About this task: For this exercise, the reply is the listing below, reproduced exactly.

**** Data section ****

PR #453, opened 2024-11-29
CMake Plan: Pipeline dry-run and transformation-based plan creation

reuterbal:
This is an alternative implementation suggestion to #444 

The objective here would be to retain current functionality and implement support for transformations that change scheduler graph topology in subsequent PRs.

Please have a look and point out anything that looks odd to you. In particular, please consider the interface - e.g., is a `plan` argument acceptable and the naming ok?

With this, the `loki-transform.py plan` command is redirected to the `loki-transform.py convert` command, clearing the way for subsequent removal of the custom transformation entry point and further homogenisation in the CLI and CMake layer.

****

Your solution:
PR #453, opened 2024-11-29
CMake Plan: Pipeline dry-run and transformation-based plan creation

reuterbal:
This is an alternative implementation suggestion to #444 

The objective here would be to retain current functionality and implement support for transformations that change scheduler graph topology in subsequent PRs.

Please have a look and point out anything that looks odd to you. In particular, please consider the interface - e.g., is a `plan` argument acceptable and the naming ok?

With this, the `loki-transform.py plan` command is redirected to the `loki-transform.py convert` command, clearing the way for subsequent removal of the custom transformation entry point and further homogenisation in the CLI and CMake layer.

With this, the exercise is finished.